ST. LOUIS – Melanie Shouse has a hard road to travel. Not only is she fighting breast cancer, she’s also fighting the health care industry. As a small business owner, she could only afford a catastrophic health insurance policy, where her co-pay and deductible nears $10,000.

‘When I first noticed a small lump on my breast, denial seemed the only option,’ she told the World as Missouri State Workers’ Union (CWA-MSWU), Jobs with Justice, Pro-Vote and ACORN members rallied out-side of the South Broadway Social Services office here July 29.

CWA-MSWU Local 6355 called the rally to draw attention to the proposed $25 million r budget cut to the Missouri Department of Social Services. The State Workers’ Union represents Missouri’s Social Service workers.
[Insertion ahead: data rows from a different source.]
PR #438, opened 2016-04-08
Update learner-analytics table styles to be more consistent.

dsjen:
- Set font weight on table headers.
- Set font color on table headers to black.
# Before

before
# After

after

@dan-f please review

### DIFF
--- a/analytics_dashboard/static/sass/_config-variables.scss
+++ b/analytics_dashboard/static/sass/_config-variables.scss
@@ -193,7 +193,7 @@ $brand-info: $color-status;
 $brand-warning: $color-warning;
 $brand-danger: $color-error;
 
-// scaffoling
+// scaffolding
 $body-bg: $edx-gray-l2;
 $text-color: $gray-d2;
 // $link-color: ;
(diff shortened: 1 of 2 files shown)


dan-f:
LGTM, though I wonder if this has a11y implications, since the headers are clickable. @cptvitamin does it matter if we use black instead of blue on these actionable (sortable) table headers?

cptvitamin:
@dan-f @dsjen RE Accessibility: The rule is that you should not use color alone to indicate that an element is interactive (WCAG 2.0 1.4.1 Use of Color: Color is not used as the only visual means of conveying information, indicating an action, prompting a response, or distinguishing a visual element. (Level A) ).  Because the control has the icon of the two double arrows, and the text is bold, you satisfy this requirement.  However, I would make sure that the controls are consistent with other controls onthe page (links/buttons) per WCAG 2.0 3.2.4 Consistent Identification: Components that have the same functionality within a set of Web pages are identified consistently. (Level AA).  If other links and buttons on the page are blue, these should be blue too.

dsjen:
Thanks!  The other tables in Insights have non-blue headers. :)

dan-f:
Thanks @cptvitamin. That's a useful point about consistency. As @dsjen points out, we are being consistent with our other datatables in Insights. however, the paging controls and search button are blue. It seems like we could go either way, no?

dan-f:
Anyways, :+1: from me from a code perspective.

Shouse, who was told that she had a 13 percent chance of survival, knew she couldn’t pay her co-pay and deductible. ‘For weeks after diagnosis,’ Shouse said, ‘I was in a state of near panic regarding how I would pay for treatment. I had no savings and no real assets, and no idea how I was going to cover these monumental co-pays and deductibles.’ ‘And with this prize-winning pre-existing condition, I had no opportunity to seek a better private health plan. I was shut out of the market,’ she said.

Melanie knew she could expect little help from her insurer, so she went to the St. Louis County Medicaid office.

‘My fabulous caseworker got right to work. Within days I received this Missouri Medicaid card that probably saved my life,’ Shouse continued. ‘With this card, I could walk into one of the top cancer centers in the world and receive top-notch care without having to sell a kidney to cover my deductibles.’ ‘I’m standing here today thanks to the Missouri Medicaid program.’ According to Bradley Harmon, president of the State Workers’ Union, Melanie’s story is exactly why cuts to social services is the wrong way to balance Missouri’s budget – as fewer social workers mean fewer applications processed, and fewer applications processed means fewer Missourians will get the care they need.

‘We know we’re in a budget crisis,’ Harmon said. ‘There’s no fat in our budget to cut, there’s not even muscle. We’re cutting into the bone and in the process we’re destroying our social safety net.’ ‘We have to put the needs of ordinary Missourians, like Melanie Shouse, first,’ Harmon continued.

Shouse, a strong supporter of the health care public option, added, ‘Our efficient and effective public health plan [Medicaid] has allowed me to receive some of the best, cutting-edge care in the world. I didn’t have to wait. And I don’t have to worry about how I’m going to pay for it.’ As Republicans and conservative Democrats deny health care reform in Washington, hundreds of thousands of Americans face the same stress, uncertainty and hardship as Melanie Shouse.

‘But, as our nation has learned so painfully over the past eight years,’ Shouse continued, ‘denial leads to catastrophe.’